• _What you should do_: Retype the records below exactly as they appear.
☆ ☆ ☆ ☆ ☆
PR #1154, opened 2020-06-11
CT-2532 record total page count

njpreddy:
CT-2532 Display offender SAR total page count for data requests.

## Self-review checklist

* [x] (3) Tests passing

### Screenshots
One Request:

1-request

More than one request and the total row is displayed:

2-request

3-requests

### Related JIRA tickets
https://dsdmoj.atlassian.net/secure/RapidBoard.jspa?rapidView=25&projectKey=CT&modal=detail&selectedIssue=CT-2532


app/views/cases/offender_sar/_data_requests.html.slim
```diff
@@ -27,11 +27,15 @@
...
               td
                 - if data_request.cached_date_received.present?
                   time datetime="#{data_request.cached_date_received}"
                     = l data_request.cached_date_received, format: :default
+              td
+                = data_request.cached_num_pages
               td
                 = link_to t('cases.data_requests.index.link'), edit_case_data_request_path(case_details, data_request), class: 'data-requests__action'
+
+          / The 'Total' row will only be displayed if more than one data request has been made.
```
Polsonby, line 39: Wondering if we even need the comment? the line below seems really clear :)

njpreddy: Comment now removed.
☆ ☆ ☆ ☆ ☆
• _Solution to this exercise_:
PR #1154, opened 2020-06-11
CT-2532 record total page count

njpreddy:
CT-2532 Display offender SAR total page count for data requests.

## Self-review checklist

* [x] (3) Tests passing

### Screenshots
One Request:

1-request

More than one request and the total row is displayed:

2-request

3-requests

### Related JIRA tickets
https://dsdmoj.atlassian.net/secure/RapidBoard.jspa?rapidView=25&projectKey=CT&modal=detail&selectedIssue=CT-2532


app/views/cases/offender_sar/_data_requests.html.slim
```diff
@@ -27,11 +27,15 @@
...
               td
                 - if data_request.cached_date_received.present?
                   time datetime="#{data_request.cached_date_received}"
                     = l data_request.cached_date_received, format: :default
+              td
+                = data_request.cached_num_pages
               td
                 = link_to t('cases.data_requests.index.link'), edit_case_data_request_path(case_details, data_request), class: 'data-requests__action'
+
+          / The 'Total' row will only be displayed if more than one data request has been made.
```
Polsonby, line 39: Wondering if we even need the comment? the line below seems really clear :)

njpreddy: Comment now removed.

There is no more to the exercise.